Used may be a different story....


----------



## warmseth (May 11, 2006)

hey rich, what city are you in? i have a crappy fixie that you could keep for a day or two and ride around to see if you like it. i'm in la


----------



## threesportsinone (Mar 27, 2007)

I paid $250 for a NOS Sekai 4000 frame and fork (handmade Japanese lugged steel) and, to me, it is worth so much more than that (it's probably worth more at the yellow jersey too).


----------



## 93561rider (Dec 6, 2007)

richk said:


> I was thinking of buying one from BD . What is with the warning tighten the rear wheel b4 and after riding? Is it a problem design or is this a standard for fixed rides?
> 2nd question would I be better off converting my old bike a Ross see pic
> http://gallery.roadbikereview.com/showphoto.php?photo=12103&cat=500&ppuser=270894
> perhaps buying a fixed set of wheels etc etc?



I went through this very thing a month or so ago. I wanted a fixie that I could ride at lunch and to the bar for dinner while I was in HB for work. I didn't want to spend much because it would be left locked outside while at dinner.

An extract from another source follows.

PR #3193, opened 2024-08-07
feat(openai): add `json_schema` format type and strict mode

mudler:
**Description**

This PR adds support for `strict` in the fields of the tools and support for response type to `json_schema`. Behind the hood, it hooks on the grammar support and forces the engine to generate BNF formula so the LLM stays strict on the JSON output.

I ended up going with the SE Lager. It cost 475 at my LBS. The wheels and some of the components are a bit nicer than the 300 bikes. I ride it about 18-20 miles during lunch a couple days a week, and then around town in the evenings. I wouldn't go with a bike of any less quality than the one I have.

Cam


----------



## RoyIII (Feb 24, 2007)

You should build up your Ross.


----------



## Touch0Gray (May 29, 2003)

listen to Roy.....he knows....


----------



## crumjack (Sep 11, 2005)

If you want to try out riding fixed, convert your Ross.

The track rental I used last year was the same frame as the Windsor with KHS paint. Worth the $4 rental fee but I figured out I didn't want to buy a Windsor. 

Have fun with your Ross. If you decide you have to move on to something else, there are plenty of decent frames available for not too much cash.


----------



## richk (Dec 30, 2006)

*b4 pic*

track wheels ordered a few items from Lick bike will post and update picture after its finished .................:thumbsup:
http://gallery.roadbikereview.com/showphoto.php?photo=10933&cat=500&ppuser=270894


----------



## mindgam35 (Oct 17, 2007)

i dont know if you converted your old bike or what, but i have a windsor and really enjoy it.

I converted my first fixed, and it was ok; fun for a while, but now that i have the windsor, i find it to be a much more enjoyable ride. I think going from an old clunky road conversion, to an actual track frame makes a HUGE difference, whether it is a $1000 or a $300 bike.

so when, and if you get tired of your conversion, id go for it. when i got mine, i did change a few things. put Nitto 021 bars, new pedals, and a different saddle.. makes an amazing little track bike!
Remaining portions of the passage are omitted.